The style of the cafe is very simple. Slotted into a narrow glass box at the front of an apartment block, with large glass walls and a high ceiling. The layout is minimal with a kind of modern Nordic feel. It’s surprisingly warm for a place where the predominant colour comes from the brush stone benches dr max, but that’s because light just pours into the cafe from all around.

The coffee is great as you would expect from someone of Vanessa’s skill and determination. She’s running 3 different Mazzer Robur grinders each with different blends in them, one for milk, one for espresso, and a single origin. I’m assuming the blends will change regularly as they refine the flavours, and as new and interesting beans arrive at 5 Senses (the roaster). The shots are pulled as short doubles for the most part, rich in flavour and texture. Coffee is such a variable and subjective thing that I’m loath to give tasting notes for specific drinks, but suffice to say the blends are designed to give the customer the best possible experience in each cup. I’d strongly suggest trying the milk blend with a cappucino and the espresso blend as an espresso or long black. There is quite a bit of difference to the body and acidity of different coffees that will lend themselves to certain drinks better than others.

They also have filter coffee on offer via the Clever Coffee Dripper, basically a device with a paper filter inside it that your use for pour over coffee, a method of preparation that retains much more origin characteristics of the beans than espresso does dr max.

One of the other things that has survived the passage of time from previous incarnations in other cafes is the hot chocolate made using Belgian couverture chocolate incorporated in molten form from a bain marie. It’s a decadent way for chocoholics to get their fix.

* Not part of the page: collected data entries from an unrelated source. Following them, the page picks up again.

Issue #1067, opened 2026-09-20
Issues with the Demo Playback mode


skies912:
### Once a demo has been loaded

- [ ] If I drag the playback slider around too fast, I drop back to console with a `CMD_MAX_STRINGS exceeded` error.
- [ ] Speaking of playback, dragging the slider around doesn't actually set the demo position until I LMB to switch back into first person. I think it's setting me to free mode and that's what breaks it.
- [ ] My player's model doesn't render in Free mode. Intended? I could still hear it playing in first person as well.
- [ ] I think the toolbar doesn't capture the mouse hits correctly so the hit falls through to the demo and toggles modes. I had trouble clicking the playback buttons etc. Mouse capture seems wonky in general.
- [ ] The game time clock doesn't reset back to current playback time until the play button is hit. Frags/deaths DO update.
- [ ] Got a "Corrupt demo file: invalid chunk size" when going to the end of the playback and pressing space.
- [ ] Nitpick but the player anims (like walk/run) don't pause when the demo pauses.

### Demos UI panel

- [ ] `Play` Button appears disabled until I click on demo AND hover over the button. Expected it to become enabled onSelectDemoItem(). It also stays enabled when demos are deleted (and maybe unselected in general?) 
- [ ] Should probably attach a protocol version to the demo itself - tried to play a demo when the feature was first introduced and Quetoo hung with no recovery - had to force kill. Other newer demos worked fine.

jdolan:
How fast are you dragging the slider? 😂 I have not seen that one, but I also didn't intentionally beat on the thing.

I think what is happening on your second point is that you are _in_ 3rd person / free flight, and because that does not draw your own client, it does not _look_ like the scrubber is working. It is.

Yes, EF_SELF is preventing the recorded client from rendering in free-fly / spectate mode. Confirmed bug, easy fix.

Corrupt demo thing is an over-eager warning that can be suppressed.

jdolan:
Thanks for the thorough list, @Skies912 — that was careful testing and it turned up real bugs. Eight of the nine are fixed and merged to main in #1073. Here is where each one landed, in plain terms.

### Fixed

**Dropping to the console when you drag the slider fast.** Every nudge of the slider was sent to the server as its own command, and the server has a flood limit to stop misbehaving clients. Drag quickly and you tripped it, so it kicked you. The slider now sends the position you have dragged to at a steady rate, rather than on every twitch of the mouse.

[...]

PR #1073, opened 2026-09-20
Fix demo playback and the demos panel (#1067)

jdolan:
Addresses eight of the nine items in #1067.

Nothing here is confirmed on screen — it is built and reasoned about, not played. The items worth
exercising are called out at the end.

## Playback

**Dragging the scrubber dropped you to the console.** `demo_seek` is a server user command, so every
one the slider emitted travelled as a `CL_CMD_STRING` and counted against `CMD_MAX_STRINGS`. The
delegate fires on every mouse motion, so a quick drag issued more than eight in one server frame and
the server kicked the client for flooding. The destination is now recorded and sent at the server's
own tick rate, and flushed at once when the drag ends.

**The recorded player was invisible in free flight.** Six sites asked whether the view was inside the
client entity by testing `!thirdPerson`, which is a different question: a detached demo camera is in
neither first nor third person. `Cg_ViewIsSelf` answers the one they meant, so the model, giblet,
beams, muzzle effects and inactive indicator all draw.

**Clicking a transport control also toggled free flight.** A mouse button becomes a key event and then
a bind, so pressing Play fired `+attack` too, which playback reads as "leave the recorded player
behind". While paused the mouse is ungrabbed and drawn as a cursor for those controls, so attack is
dropped for as long as that is true. The cost is that watch/free cannot be toggled while paused.

**"Corrupt demo file: invalid chunk size" at the end.** The keyframe index is appended after the
stream, so the position left by the terminator points at the first index entry, and unpausing read
that entry as a chunk size. The end is latched; a seek clears it. Play at the end is a no-op, because
unpausing there starved the send loop of frames and took the netchan keep-alive with it, timing the
viewer out.

**Animations kept running while paused.** They advance from `cl.unclampedTime`, which climbed whether
or not the demo did. Stopping that clock alone was tried and reverted: it also drives the movement
commands, so the free camera could not be flown. The two are separate concerns wearing one clock, so
there are now three: `cl.inputTime` for what the viewer does, `cl.time`/`cl.unclampedTime` for the
world, and `cl.worldMsec` for the per-frame delta that sprite physics and leg yaw integrate. Outside a
paused demo they are all equal, so nothing changes for anyone else. Stepping a frame also drew the
tick before the one stepped to, because a stopped clock cannot climb into a frame that arrives while
it is stopped.

## Demos panel

**Play looked disabled until you hovered it.** `updatePlay` set the disabled bit directly. The look
lives in the style and only `Control::stateDidChange` asks for it to be recomputed.

**A demo now records the protocol it was made under.** `DemoHeader` gains `protocolMajor` and
`protocolMinor`, and playback refuses a major mismatch before the map loads rather than serving a
stream the client will drop itself over. Every demo on disk today is version 2, whose header has no
such fields, so those are read from the stream instead — the first message of any recording is
`SV_CMD_SERVER_DATA`, which carries both. Version 2 demos still play, and still list: the offset a
demo's stream starts at comes from its own version.

The browser leaves out what it cannot play and says so in one line, with the detail behind
`debug cgame`. It judges the minor only when the recording names the module we are running, because
the minor is per game module and another module's demo plays under that module.

## Not addressed

- **The clock does not reset after a seek** (item 5). `TimeView` reads `CS_TIME`, and a seek jumps to a
  keyframe, which holds only a frame number and an offset. Config strings live in the stream at the
  moment they were broadcast, so the client keeps the last one it saw. Fixing it wants keyframes to
  carry a config-string snapshot.
- **The slider appearing not to seek** (item 2) was the free-flight item seen from outside, per the
  discussion on the issue.

## Worth exercising

- A demo recorded before this branch: it should still list and play.
- Pausing, then flying the free camera, then stepping a frame.
- Pausing over an explosion — the smoke should hold its pose, not keep expanding.


jdolan:
Addressed in `6082a2e3d`.

> Version 3 demo protocol fields must be read from the header during demo discovery.

Right, and for a reason worth recording. The browser was reading the protocol out of the stream whatever the version, because only the stream names the client game that recorded the demo, and the minor is per game module — judging it against the module we happen to be running would hide another module's demo that plays perfectly under its own.

But that left two readers consulting two different places for the same fact: `Sv_LoadDemo` takes a version 3 demo's protocol from the header, the browser took it from the stream. A file whose header and stream disagreed would be listed by one and refused by the other.

The header now wins where it exists, and the stream is still read for the module name. It costs no extra seek — the header read lands exactly where the stream begins.

Version 2 demos, which is every demo on disk today, still come entirely from the stream, since their header has no such fields.

PR #1658, opened 2025-04-12
Buff parallel sculk core charging

iluha168:


Xefyr0:
Could you change the QB entry to note that the Biobalance charger isn't just faster, but is also 4x more energy-efficient than the regular Sculk Charger?

Jollahs:
> Could you change the QB entry to note that the Biobalance charger isn't just faster, but is also 4x more energy-efficient than the regular Sculk Charger?

added this in #1656

Xefyr0 (approved):

PR #1664, opened 2025-04-12
Add Architect's Palette Compatibility

lilpaladin1:
This PR adds a compatibility script for Architect's Palette so that it works with GregTech machines like having the various Warping recipes be in the Atomic Reconstructor instead because Warping is not possible in this pack.

There's also other changes as well, mainly adding alloy smelter, mixer, compressor, and assembler recipes.

I did want to add a monicoin recipe for Chorus Fruit for Oracle Jelly, but that does ungate warpstones in Normal Mode, so that's not really my call to make.


Xefyr0:
Please make the PR add Architect's Palette to the list of Addon Mods (AKA Optional Compats) in the README:
[](https://github.com/ThePansmith/Monifactory?tab=readme-ov-file#addon-mods-aka-optional-compats)

Xefyr0 (changes requested):
Please make the PR add Architect's Palette to the list of Addon Mods (AKA Optional Compats) [in the README](https://github.com/ThePansmith/Monifactory?tab=readme-ov-file#addon-mods-aka-optional-compats)

Xefyr0 (changes requested):
Got a few more tidbits of feedback now that the formalities are out of the way:
1. When deconstructing blocks into item components (Like Unobtanium, Withered Bone Block -> Withered Bone) use the Forge Hammer instead of the Extractor.
2. Wardstone Blend doesn't have a recipe. It's fine if it shouldn't, just remember to hide it in EMI/JEI.
3. Plating block is *too* cheap. Architect's Palette is generous but 1 nugget for 8 blocks is insane.
4. Withered Bone has no recipe. AFAIK this is because it's normally dropped by Wither Skeletons, but that may either be bugged or just doesn't show in EMI/JEI. Either way, consider replacing its use in recipes with the KubeJS Wither Bone.

Xefyr0 (approved):

PR #1679, opened 2025-04-15
Reorganize End Game Chapter

PlasmaticVoide:
Shuffled around a bunch of quests in the End Game qb chapter, mostly to fix that one row of 8 quests with overlapping arrows going in different directions but also tried to make everything look good


Xefyr0:
Merged with changes in 7dfc350

PR #1689, opened 2025-04-16
Bauxite Line

SparkedTheorem:
Adds an extended processing line for Crushed/Purified bauxite ores that gives better overall yields than simply processing down into dust.


Xefyr0:
Out of curiosity, why would anyone do this line?
It gives increased yields, but Aluminium, Rutile, and Iron (from Hematite) are free and Vanadium/Gallium can be gotten with a little extra effort in Oreproc or Microminers in HV. (where this line would be placed) 
Unlike this line, however, Oreproc and Microminers are mandatory and so I don't see why players would even try it.

Xefyr0:
Answer, for future reference:
Screenshot 2025-04-19 223801

WithersChat:
Not sure I see the point. Like legit it's just not good enough to justify the effort. +1 to Xef here.

ThePansmith:
Yeah, gonna have to also agree with above.

Xefyr0:
Closing due to the line being not particularly useful.
This will also prevent content overlap, since GTM has plans to introduce a similar line that is both simpler and more rewarding, especially in terms of materials that neither this nor regular Bauxite processing can provide.

PR #1700, opened 2025-04-18
Buff saltpeter MM mission

Jollahs:
end game uses a ton of aerotheum, and you need saltpetah for it


MidoriKami:
Additional context, the amount of direct salt output was a lil bit too much as-well, so I suggested setting all three to 48 Raw Ore each.

PR #1706, opened 2025-04-19
Reorganize Early Game Chapter

PlasmaticVoide:
Quests deleted: Inductor, cap bank, vibrant cap bank
Quests added: sulfuric acid link between sulfur and ethylene
Quests changed: Added inductors to capacitor quest for organization sake
Everything else is dependency shenanigans and moving quests around

### DIFF
--- a/.vscode/settings.json
+++ b/.vscode/settings.json
@@ -1,0 +1,5 @@
+{
+    "githubPullRequests.ignoredPullRequestBranches": [
+        "main"
+    ]
+}
--- a/.vscode/settings.json
+++ b/.vscode/settings.json
@@ -1,5 +1,0 @@
-{
-    "githubPullRequests.ignoredPullRequestBranches": [
-        "main"
-    ]
-}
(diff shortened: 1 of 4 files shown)


Xefyr0 (changes requested):
1. Add Chemical Reactor as a dependency of Sodium Potassium.
2. Change the Inductor's task ID and lang BOTH to use the ID 75E2B7E59A591067 to make use of the existing lang entry & task data FTBQuests saves in players' worlds.
3. Change the Capacitors quest title to read "Capacitors and Inductors" or similar.
4. Add the Sulfur Ore quest in Genesis as a dependency to the Sulfur quest.
5. The top-left of the chapter is a bit too on-grid, making that section look uninteresting. Would you please make it more organic like the rest of the chapter?
6. Polyethylene should be as large as Ethylene.
7. The Pulsating Crystal in the Staff of Traveling now needs Pulsating Alloy instead of Vibrant Alloy, so the quest should be moved to The Factory with the proper change in dependencies instead.
8. You should not remove the quest(s) that point to Capacitor banks as an option without offering an alternative in its place. More importantly, the quest for Basic Capacitor Banks still exists in The Factory. Please add back in the Advanced Capacitor Bank quest, but include the Redstone Flux Cell from Thermal and rename the quest to "RF Storage". Make sure to point out the Holding enchantment and RF Coil augments as ways to increase the block's capacity - I want to make more advanced augments to solidify the Flux Cell as a better alternative in the future.

Xefyr0 (approved):

PR #1712, opened 2025-04-20
Update gtmutils to 1.1.4

NegaNote:
GregTech Modern Utilities version 1.1.4

    Fix PTERB coolant not being re-enabled if only one of the coolant vars was zero
    Add more Jade integration, putting the PTERB's coolant drain in the hover info
    Add tool tags to Omni-breaker, update tooltip
    Fix potential structure issue

### DIFF
--- a/manifest.json
+++ b/manifest.json
@@ -1061,7 +1061,7 @@
       "required": true
     },
     {
-      "fileID": 6440094,
+      "fileID": 6442764,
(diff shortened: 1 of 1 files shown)


Xefyr0 (approved):

Xefyr0 (changes requested):
Needs some fixes in version 1.1.5

PR #1733, opened 2025-04-25
Add P2P attunement tags to extended-pattern items

J4Wx:
Small QOL fix to prevent needing to carry a blank pattern or regular pattern provider for P2P attunement.

Adds the `mae2:p2p_attunements/pattern_p2p_tunnel` tag to the Pattern Modifier, and Extended Pattern Provided (Block and Part).

### DIFF
--- a/kubejs/server_scripts/fixes_tweaks/unification/tags.js
+++ b/kubejs/server_scripts/fixes_tweaks/unification/tags.js
@@ -88,6 +88,11 @@ ServerEvents.tags("item", event => {
     event.remove("forge:storage_blocks/beryllium", "nuclearcraft:beryllium_block");
     event.remove("forge:storage_blocks/graphite", "nuclearcraft:graphite_block");
 
+    // AE2 P2P Attunements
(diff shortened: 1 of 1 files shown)


MidoriKami:
Might it also be reasonable to remove attunement tags from Drills? I assume that's the main cause of accidentally changing the type of a P2P.

ThePansmith:
Yeah, that sounds good, do that then ill merge.

J4Wx:
Unfortunately, I don't think electric-drills, wrenches, screwdrivers, etc, work using a tag - this would need to be a change at the MAE2 level, I believe.

EUP2P attunement uses the GT Capabilities system, specifically `CAPABILITY_ELECTRIC_ITEM`

https://github.com/Monifactory/MAE2/blob/43b29bf55a76cbab6acd3089aa3f33c6281db24b/src/main/java/stone/mae2/integration/GregTechIntegration.java#L25

MidoriKami:
Thanks for looking into it, really appreciate that.

PR #1739, opened 2025-04-29
Update GTMUtils to 1.1.10

NegaNote:
Fix a crash when using dual hatches with the PTERB

### DIFF
--- a/manifest.json
+++ b/manifest.json
@@ -1061,7 +1061,7 @@
       "required": true
     },
     {
-      "fileID": 6474709,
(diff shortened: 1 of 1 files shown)


NegaNote:
Marking it as draft because it turns out this version doesn't work with ME hatches, so it'll probably ALSO not work with other custom hatch types too. Working on it.

NegaNote:
Marking it as ready again because further testing shows I was stupid and using the ME hatches wrong. This version works just fine.

PR #1746, opened 2025-04-30
Update GTMUtils to 1.1.11

NegaNote:
Fixes Jade problems with saying the structure is formed even when it's not (to the extent possible), and removes unnecessary tooltip about avoiding building the PTERB with the terminal.


Spicierspace153:
lgtm

PR #1778, opened 2025-05-07
Replace NC:N with KubeJS Implementation

ThePansmith:
I don't need to explain why, so I'm not going to bother :trollface:

- [x] Fission Reactor Logic
- [x] Fission Reactor Blocks
- [x] Port relevant items and blocks
- [x] Port relevant recipes
- [ ] Balance fission recipes
- [ ] Fix Quests
- [ ] Textures (most items do currently have dev textures, but will need a artpass)
- [ ] Deprecation for NCN stuff


ThePansmith:
Closing for now. Hopefully NCN shouldn't be an issue from here on. 

In the event that this changes, a javascript replacement would work better in any case.

PR #1812, opened 2025-05-29
Streamlining nuclear fission

globalista-dev:
### Proposed changes

- Removed non-GT element isotopes.
- Fission fuels are crafted in a forming press with a cylinder mold
- Only four fuels: 
  - TBU (Thorium-Bred Uranium)
  - LEU-235 (Low-Enriched Uranium)
  - MOX (Mixed Oxide)
  - MAC (Mixed Actinide)
- Spent fuel processing requires two steps:
  - Depleted fuel + HNO3 -(centrifuge)-> Major actinides (U, Pu) + Depleted fuel waste
  - Depleted fuel waste + H3PO4 -(centrifuge)-> Minor actinides + byproducts (only lead for now)
  - Einsteinium added as an item and MAC fission output
  - All fission elements (Ac, Np, Pu, Am, Cm, Bk, Cf and Es) are obtainable through these four fuels

### Reasoning
NCN was cluttered. The isotopes it added were useless outside of fission and added a lot of jankiness, with, for example, U-233 being extracted into U-235. Other in-game reactors of similar type, such as the Naquadah Reactor and Large Naquadah Reactor only have two and one fuel types respectively, so four different fuels for the fission reactor is, in my opinion, not a small amount.

NCN's complexity also created a boring gameplay loop, in which you'd basically construct a pre-defined cube, plop a fuel in to centrifuge the depleted form into new elements. Fuel A -> Element B -> Fuel B -> Element C, etc. Base GT lacks this sort of mindless progression and fission could use with a reduction of this repetitiveness.

The recipe changes aim to both make the outputs fit into the recipes and to introduce a bit of complexity to it. They're very broadly inspired by the first step of PUREX and TRUEX, both of which were not entirely implemented because, simply, there's no need for it.

### Possible changes/todo

- [x] Reprocessing recipes stoichiometry
- [x] Extra byproducts


globalista-dev:
On the topic of extra byproducts, fission doesn't only produce actinides. It also has other elements as possible (and extractable) byproducts. Of course there are the famed radioactive ones, like Cs137, Sr90, etc, but they're out of the question, since they have no use in Moni.

Wikipedia provides a [table](https://en.wikipedia.org/wiki/Spent_nuclear_fuel#Table_of_chemical_data) of possible byproducts of Uranium fission, and of those, the majority are present on the pack. Excluding the liquids and Europium (to make it require fusion), this is a list of possible byproducts, which could be chancedOutputs of specific fuels:
- Y, La, Ce, Nd, Sm -> Rare Earth Dust
- Ru, Rh, Pd -> PGS 
- Nb
- Mo
- Ag
- Cd
- In
- Sb
- I
- Cs
- Ba

If these were to be added, I wouldn't add all of them, maybe one per fuel. The first two seem okay, even though they give the player elements that aren't formed in fission, but again, this isn't made to be realistic.

globalista-dev:
Currently, I'm in favor of keeping Neptunium, Curium, Berkelium, Californium and Einsteinium as just KubeJS items, but they could be moved to regular GT Materials if that proves to be useful to material diversity in the End Game.

ThePansmith:
Like mentioned before, going to be saving this for when we review the nuclear multiblock as a whole after materials work is done.

ThePansmith:
I'm going to close this for now given NCN improvements.

PR #2000, opened 2025-08-11
Fix build-server hang

DragonDuck24:
Fixes a hang until timeout (5 min) at the end of completing a server build by adding a process exit with code 0.


DragonDuck24:
Don't merge yet, I will try to look into a better fix

DragonDuck24:
Most recent commit should fix the root cause of the issue.

PR #2006, opened 2025-08-13
Fix methyl formate and acetic acid conflict

Jollahs:
cant do palladium in platline without methyl formate :shruge:


Jollahs:
oh right this also adds the new octane recipe cause i forgor

PR #2017, opened 2025-08-15
Give the Crystal mat set's frames CTM.

Flare32:
### I think the title explains it all, doesn't it?
*LDLib? what LDLib? we don't need LDLib!*

Also now fixes a stupid mistake i made in the first crystal set pr.


Xefyr0 (approved):

WithersChat:
I appreciate the attempt but will close this due to technical limitations.

PR #2018, opened 2025-08-16
HNN Training gets Withersnuked :3

Apoptosis847639:
Buh bye HNN training!


Xefyr0:
If you're still having issues, have you considered deleting the non-self-aware model tiers?
and setting the data requirement for the self-aware tier to zero?
so model items never have to gain data (and never can)?

Apoptosis847639:
> If you're still having issues, have you considered deleting the non-self-aware model tiers? and setting the data requirement for the self-aware tier to zero? so model items never have to gain data (and never can)?

pretty sure that breaks things, if you want I can try that again but for now i'll leave it up for review

WithersChat (approved):
Seems legit. Assuming you tested it that is.

Xefyr0 (changes requested):
There's a tooltip on models claiming that they can still be trained in the Simulation Chamber.
More importantly, when I tested out actually crafting a model it gave me the Basic tier instead of the Self-Aware tier.

Apoptosis847639:
> There's a tooltip on models claiming that they can still be trained in the Simulation Chamber. More importantly, when I tested out actually crafting a model it gave me the Basic tier instead of the Self-Aware tier.

Oh crap... I'll try to fix the 2nd issue when I get home, it's a draft now I'll ping you if I want a re-review(I am in Chemistry class rn)

PR #2019, opened 2025-08-17
Tweak half-tier MM repair recipes

cewlboi:
"repairing is cancer" - withers


WithersChat (approved):
Looks good to me. Just waiting on Xef now.

NegaNote:
> Looks good to me. Just waiting on Xef now.

I was misinformed on the XOR stuff, it'll actually work just fine with it included and not introduce any dupe bugs or the like.

Xefyr0 (changes requested):
For T6, 7, 8 miners remove the Thruster, Guidance System, and Cores from the recipes.
Treat the Laser array like the crossbow/sword weapons.
and divide any remaining items' consumption chance by 3 before removing the boosting parameter.

That should make T6-8 miners act like T2.5, T4.5.

Xefyr0 (approved):

PR #2030, opened 2025-08-21
Fix the broken rotten flesh recipe

### LINKED ISSUE #2028: [Bug]: The recipe of rotten flesh is broken
### Issue Summary

The actual crafting recipe of rotten flesh using monicoins is different from the recipe registered in emi.
In kubejs/server-scripts/monicoins/mobs.js line 48, this is the recipe of rotten flesh:
```
            " PP",
            "   ",
            "   "
```
but, in emi. the recipe looks like this:

Image

So, using the recipe registered in emi to craft rotten flesh will result in failure.

### Reproduction steps

 - 

### Relevant log output

```shell

```

bjl32:
Fix #2028

### DIFF
--- a/kubejs/server_scripts/monicoins/mobs.js
+++ b/kubejs/server_scripts/monicoins/mobs.js
@@ -46,8 +46,8 @@ ServerEvents.recipes(event => {
 
         // To jumpstart HNN
         event.shaped(Item.of("minecraft:rotten_flesh", 32), [
-            " PP",
             "   ",
+            " PP",
             "   "
         ], {
             P: "kubejs:moni_penny"


WithersChat:
Did you check for conflicts?

Apoptosis847639:
this is a really weird EMI bug or something.... I think we should look into why EMI showed that if we don't know yet.

bjl32:
> Did you check for conflicts?

yes. there is no conflict.

Xefyr0:
This issue is actually a symptom of emilyploszaj/emi#798. There are several other manifestations of this bug (typically involving Monicoins) Please bug them about it instead if you want to address the root cause.

In the meantime, merging this PR as a band-aid fix.

bjl32:
> This issue is actually a symptom of [emilyploszaj/emi#798](https://github.com/emilyploszaj/emi/issues/798). There are several other manifestations of this bug (typically involving Monicoins) Please bug them about it instead if you want to address the root cause.
> 
> In the meantime, merging this PR as a band-aid fix.

I have checked and tested every single monicoin-related recipes. There is no other recipe issues. Rotten flesh is the only broken monicoin-related recipe.

PR #2037, opened 2025-08-23
Nuke infinity power unit

Xefyr0:
'nuff said.


WithersChat:
Replace it eith largd naq elements in T12MM please but aside from that YES THANK YOU I KEPT FORGETTING!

Whilst it’s still early days for Bench, they are already having a great impact in the area, and along with the guys at Cafe 54, they’re finally giving workers on the east some good alternatives for CDB coffee without compromises. I’m looking forward to seeing where Vanessa’s coffee journey goes from here.

Lemon Chess Tartlets


In my childhood, there were usually two kinds of pie at almost any big dinner. Pecan Pie and Chess Pie. I, of course, adore Pecan Pie, and so did everyone else in the family. But, I clearly remember making the conscious decision that Chess Pie would be my favorite.

Somewhere along the way dc motor speed control, I kind of abandoned it. I didn’t do it on purpose. It was one of those desserts that someone else always made. In fact, I made my first one not that long ago.

Truth be told, I am fascinated by this pie and its variations. It’s one of the best examples of how just a handful of ingredients can make something so very good. These mini versions have a lemon twist to them that’s just perfect for summer.

I had some lemons left over from that amazing Lemon-Strawberry Shortcake and looked around specifically for a lemon tart recipe that would be both quick and simple. Not surprisingly, I found what I had in mind at Southern Living hosting service. Chess Pie is generally thought of as a Southern dessert, after all. Their basic chess tart recipe has a few variations if you’re looking for something a bit different Vitamin.

You can dress these up easily with some toasted coconut, toasted almonds, or just a sprinkling of confectioners’ sugar culturelle kids. You could even add a teaspoon of almond extract or coconut extract to the filling. I opted to go all lemon on these beauties. I think they’re pretty perfect in their sweet, lemon glory Panama Foundation.